Why hard real-time is easy
Hard real-time means software running in a system that only functions correctly if results are delivered before hard deadlines. In a hard real-time system, every action has a specified timing behavior, typically expressed as when an event may be recognized and the deadline for the reaction to that event.
For example, we might require that our system respond to a given received CAN message by sending a CAN message in reply within 10ms, and that our system will meet this deadline when there is at least a 20ms separation between them. And if the incoming messages arrive too frequently, messages will either be ignored completely, or the response will be within 10ms.
Composition
Hard real-time behavior is relatively easy to de-compose into component parts and re-compose into larger sub-systems because all the timing is clearly defined. In our CAN reaction example, we might break down the deadline into
- 2ms for recognizing the incoming message, computing the result and queuing it for transmission, and
- 8ms for transmission on the CAN bus. In turn, we can take the 8ms CAN bus deadline and break it down into the time for actually transmitting the message and the worst-case queuing delay due to higher priority messages, plus the blocking from one lower priority CAN message that might already have started when we queue our outgoing message.

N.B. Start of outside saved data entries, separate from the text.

PR #1095, opened 2023-07-07
Pass EventGroup to EventQuery.

SanjayVas:


wfa-reviewable:
This change is [Reviewable](https://reviewable.io/reviews/world-federation-of-advertisers/cross-media-measurement/1095)

tristanvuong2021 (approved):
> Reviewed 9 of 9 files at r1, all commit messages.
> *[Reviewable](https://reviewable.io/reviews/world-federation-of-advertisers/cross-media-measurement/1095)* status: :shipit: complete! all files reviewed, all discussions resolved (waiting on @SanjayVas)

SanjayVas (commented):
> *[Reviewable](https://reviewable.io/reviews/world-federation-of-advertisers/cross-media-measurement/1095)* status: :shipit: complete! all files reviewed, all discussions resolved (waiting on @SanjayVas)

___
*[`src/main/kotlin/org/wfanet/measurement/loadtest/dataprovider/EdpSimulator.kt` line 425 at r2](https://reviewable.io/reviews/world-federation-of-advertisers/cross-media-measurement/1095#-N_cyRNPBNI_1GWzNLWc:-N_eDbEl9M5lDP1Rld0W:b-un95ra) ([raw file](https://github.com/world-federation-of-advertisers/cross-media-measurement/blob/42f8e675196984887c14c418ee9b2a112634e090/src/main/kotlin/org/wfanet/measurement/loadtest/dataprovider/EdpSimulator.kt#L425)):*

NIT: Shall we be more specific on this error message? We throw SPEC_INVALID even if eventGroup is not found. May be hard to understand what the problem is
</blockquote></details>

The `orEmpty()` on the message is just to make the compiler happy, as the `message` property of `Throwable` is nullable. In practice, it will always be non-null.

In the case of an EventGroup not being found, the message will be "EventGroup <name> not found". The unit test verifies that the message contains the EventGroup name.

As long as we are working in the domain of hard guarantees (and worst-case behavior), the times are simply divided up on de-composition, and added together on re-composition. This is far easier than working with a soft real-time system, where the timing behavior has no hard deadlines and can only be modelled with some kind of probability. Combining these probabilities is far less straightforward, not least because assumptions of independence are fraught with difficulty.
In a system with no timing specification, we nevertheless require time-outs to allow the system to fail gracefully, for example in the event of a network drop-out. It is impossible to know how long to make the time-out. Empirical observations and some guesswork must be done by the developers. The result is that time-outs get longer and longer, to try to avoid false positives when the system was only running a bit slowly, and not actually failing. And then the system takes a long time to detect and respond to actual failure.
Debugging
Debugging the timing behavior of a hard real-time system is relatively simple, assuming that adequate timing measurement is available. Either a task exceeds its budget or it does not. Either an interrupt arrives too frequently or it does not. We can quickly localize deviations from the timing specification.
It might not be easy to repair the timing issue. In some cases, a change to the specification may be appropriate. Consider a task that has a budget of 4ms. This means that each time the task is required to respond to an event, it can use 4ms of CPU time. Imagine that the task comprises of 2 modules, each of which is given a budget of 2ms. It might be the case that, when debugging, we observe that one module requires at most 1ms, while the other module regularly exceeds 2ms, and sometimes exceeds 3ms. Optimizing that module to run with about half the CPU time might be very expensive. And we might choose to change the specification, to limit the first module to 1ms CPU time, and to give the second module a budget of 3ms.
Return to the timing requirements might seem a bit unwieldy, but imagine how much simpler this is than attempting to debug a system without timing requirements, where we cannot even clearly identify what is correct, compared with what is too slow or too fast.